===== Entries provided =====
PR #1120, opened 2022-05-03
Add function 'slowUncachedSettings'

stevensoftware52:
Allows frontend to skip cache and ask for a copy of the latest settings in backend memory

### Description
Allows frontend to skip cache and ask for a copy of the latest settings in backend memory

### Motivation and Context
The frontend for the join plugin needs to be able to get the exact latest settings because the exchange of adding/removing settings is the communication structure we're planning to use.

### How Has This Been Tested?
I replaced all frontend .ts instances of ().settings with ().slowUncachedSettings(), attached to electron and waited for my new function to be hit. The return value is a json blob returned from ipc so this should be the latest settings.

### Types of changes
Add slowUncachedSettings(): ISettings; to the export interface ISource
Add the function to respective client cpp files, and reused the server functionality of "GetSettings"
_NOTE: server changes weren't required because the caching logic appears to be at the client via **SourceDataInfo::settingsChanged** - The server function GetSettings just returns **obs_source_get_settings**, so I've re-used it._

### Checklist:

### DIFF
--- a/js/module.ts
+++ b/js/module.ts
@@ -1190,7 +1190,7 @@ export interface ISource extends IConfigurable, IReleasable {
      * Function to get latest version of settings
 	 * Expensive, shouldn't be used unless sure
      */
-    slowUncachedSettings(): ISettings;
+    readonly slowUncachedSettings: ISettings;
 }
 
 export interface IFaderFactory {
--- a/js/module.ts
+++ b/js/module.ts
@@ -1185,6 +1185,12 @@ export interface ISource extends IConfigurable, IReleasable {
      * Easy way to disable a filter.
      */
     enabled: boolean;
+	
+    /**
+     * Function to get latest version of settings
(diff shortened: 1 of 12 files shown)


summeroff (approved):

js/module.ts
```diff
@@ -1185,6 +1185,12 @@ export interface ISource extends IConfigurable, IReleasable {
      * Easy way to disable a filter.
      */
     enabled: boolean;
+	
+    /**
+     * Function to get latest version of settings
+	 * Expensive, shouldn't be used unless sure
+     */
+    slowUncachedSettings(): ISettings;
```
avacreeth: I notice this is a function - should it be a property like the existing `settings` property?

i.e. it would be `readonly slowUncachedSettings: ISettings;`

EddyGharbi (approved):

PR #1123, opened 2022-05-11
Callhandlerfunction

stevensoftware52:
### Description
Adds a frontend function for obs_source's `callHandler` which accepts two parameters: the name of a proc_handler function to execute, and parameters to send into that function. 

### Motivation and Context
This allows plugins to register functions with a custom purpose that the frontend can then execute at its own leisure. Specifically this is required for the Join plugin.

### How Has This Been Tested?
1. Modified a filter plugin to register 'func_send_transport_response' via proc_handler
2. Added to `source-filters.ts` after filter creation `obsFilter.callHandler('func_send_transport_response', 'params');`
3. Breakpoint in plugin function was hit, string 'params' was observed in plugin, then my assigned return value string "hello world" was seen at osn client breakpoint for returned napi object

### Types of changes
1. OSN Client/Server 
2. module.ts `interface ISource`

### Checklist:

### DIFF
--- a/obs-studio-client/source/isource.cpp
+++ b/obs-studio-client/source/isource.cpp
@@ -486,7 +486,7 @@ Napi::Object osn::ISource::CallHandler(const Napi::CallbackInfo& info, uint64_t 
 
 	if (!conn)
 	{
-		result.Set("error", Napi::Boolean::New(info.Env(), true));
+		Napi::TypeError::New(info.Env(), "IPC Connection Failed").ThrowAsJavaScriptException();
 		return result;
 	}
 
@@ -495,7 +495,7 @@ Napi::Object osn::ISource::CallHandler(const Napi::CallbackInfo& info, uint64_t 
 
 	if (!ValidateResponse(info, response))
 	{
-		result.Set("error", Napi::Boolean::New(info.Env(), true));
+		Napi::TypeError::New(info.Env(), "Invalid IPC Response").ThrowAsJavaScriptException();
 		return result;
 	}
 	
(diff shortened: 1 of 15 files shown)


obs-studio-client/source/isource.cpp
```diff
@@ -475,6 +475,33 @@ void osn::ISource::SetMuted(const Napi::CallbackInfo& info, const Napi::Value &v
...
+		result.Set("error", Napi::Boolean::New(info.Env(), true));
+		return result;
+	}
+
+	std::vector<ipc::value> response =
+	    conn->call_synchronous_helper("Source", "CallHandler", { ipc::value(id), ipc::value(fuction_name), ipc::value(fuction_input) });
+
+	if (!ValidateResponse(info, response))
+	{
+		result.Set("error", Napi::Boolean::New(info.Env(), true));
```
EddyGharbi: Is there something specific the client needs to do in case of an error? In this case, throwing a JS exception might be best.

obs-studio-client/source/scene.cpp
```diff
@@ -74,6 +74,7 @@ Napi::Object osn::Scene::Init(Napi::Env env, Napi::Object exports) {
 			InstanceMethod("sendMouseWheel", &osn::Scene::CallSendMouseWheel),
 			InstanceMethod("sendFocus", &osn::Scene::CallSendFocus),
 			InstanceMethod("sendKeyClick", &osn::Scene::CallSendKeyClick),
+			InstanceMethod("call_handler", &osn::Scene::CallCallHandler),
```
summeroff: a name of new method in a different style from other methods. Is it intentional?

stevensoftware52: A mistake on my part - had the backend style in my mind while I was writing this.

summeroff (approved):

EddyGharbi (approved):

PR #265, opened 2018-10-11
Feature/vtn 11043 range slider

KhuongVeritone:
**Range Slider Component**
- Dual Range Slider
- Single Range Slider

[Jira Ticket: VTN-11043](https://steel-ventures.atlassian.net/browse/VTN-11043)

### DIFF
--- a/packages/veritone-react-common/src/components/RangeSlider/index.js
+++ b/packages/veritone-react-common/src/components/RangeSlider/index.js
@@ -4,6 +4,9 @@ import cx from 'classnames';
 
 import styles from './styles.scss';
 
+const lowerButton = 'lowerButton';
+const upperButton = 'upperButton';
+
 export default class RangeSlider extends React.Component {
   static propTypes = {
     min: number,
@@ -138,8 +141,6 @@ export default class RangeSlider extends React.Component {
     return newState;
   }
 
-  lowerButton = 'lowerButton';
-  upperButton = 'upperButton';
   handleMouseDown = event => {
     document.onmousemove = this.handleMouseMove;
     document.onmouseup = this.handleMouseUp;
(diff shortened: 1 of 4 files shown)


packages/veritone-react-common/src/components/RangeSlider/index.js
```diff
@@ -0,0 +1,367 @@
...
+      prevProps &&
+      min === prevProps.min &&
+      max === prevProps.max &&
+      value === prevProps.value &&
+      lowerValue === prevProps.lowerValue &&
+      upperValue === prevProps.upperValue &&
+      prefix === prevProps.prefix &&
+      suffix === prevProps.suffix &&
+      showValues === prevProps.showValues &&
+      numDecimalDigits === prevProps.numDecimalDigits
```
olslash: `isEqual(props, prevProps)`?

packages/veritone-react-common/src/components/RangeSlider/index.js
```diff
@@ -0,0 +1,367 @@
...
+    newState.upperValue = dual ? upperValue : value;
+    newState.initialLowerButtonVal = newState.lowerRatio;
+    newState.initialUpperButtonVal = newState.upperRatio;
+
+    return newState;
+  }
+
+  handleMouseDown = event => {
+    document.onmousemove = this.handleMouseMove;
+    document.onmouseup = this.handleMouseUp;
```
olslash: sketchy -- what if two components in an app wanted to both use document listeners like this? They'd be constantly clobbering each other. 

You should only be dealing with listeners within React itself (as props on an `<Element>`). This would probably be better done using html draggable/ondrag than global listeners?

KhuongVeritone:
hmm I wasn't aware of the double range slider in https://github.com/airbnb/rheostat. I'll try to use that to see if it works with what we want. Canceling this Pull Request for now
=====
Wherever a line above contains "filter", copy that line.

# Reply to the task:
      * Easy way to disable a filter.
      * Easy way to disable a filter.
1. Modified a filter plugin to register 'func_send_transport_response' via proc_handler
2. Added to `source-filters.ts` after filter creation `obsFilter.callHandler('func_send_transport_response', 'params');`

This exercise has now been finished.